Zebra
Somewhere in, NJ
Male, 62
I've officiated football for over 30 years, now in my 26th on the college level. I've worked NCAA playoffs at the Division II and III level. In addition, I've coached at the scholastic level and have been an educator for over 35 years. I have no interest whatsoever in being an NFL official! Ever!
In high school and college, a pass would have to be backwards to be legal. Behind the LOS isn't a factor there. A forward pass to an originally ineligible player (by position or number) is illegal.
In the NFL, the rules are more restrictive. To be eligible to receive a forward pass, an ineligible (lineman's number - between 50 and 79) player must report in to the referee and be announced. In that case, the player can receive a forward pass.
Any backward pass can be caught legally by anyone - that's why those end of game multiple "laterals" are legal.
No. Although I undrstand your idea. On a kickoff, only the kicker may (technically) be in front of the restrainig line. Especially with "soccer sdtyle" kickers, they often approach from the side. In this case, the generally accepted practice is to pretty much call a do over, which is what they did.
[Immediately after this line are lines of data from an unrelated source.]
PR #2577, opened 2020-12-02
Parse Youtube Date Modified dates properly

SammyIsConfused:
##### Checklist

- [x] tests are included

##### Description of change
The YouTube controls were not working properly. This is because once oEQ got to parsing the date modified string that was returned for a YouTube result it was found to be unparsable. It used to work properly but updates to the YouTube API involved changes to the date format. 
This PR addresses the issue by parsing the date properly, in the YoutubeHandler when running Youtube searches and displaying results, in the YoutubeAttachmentSerializer when saving attachments to the database, and YoutubeViewableResource when displaying the resource summary.
image

### DIFF
--- a/Source/Plugins/Core/com.equella.core/src/com/tle/web/controls/youtube/YoutubeAttachmentSerializer.java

No kick, no play.
I can't answer definitively for the NFL, but in college the answer would be no. In college there is a momentum rule (and a fellow official says he's pretty sure it exists in the NFL, too). It's to prevenrt cheap safeties on good efensive plays like the one you describe. Inside the five, if a player intercepts or receives a punt, then goes into the end zone where he is downed, the ball would come out to the spot of the interception/kick reception. That's why you see officials toss a bean bag at that spot. It would be the defense's ball - in this case Seattle - 1/10 at the 2.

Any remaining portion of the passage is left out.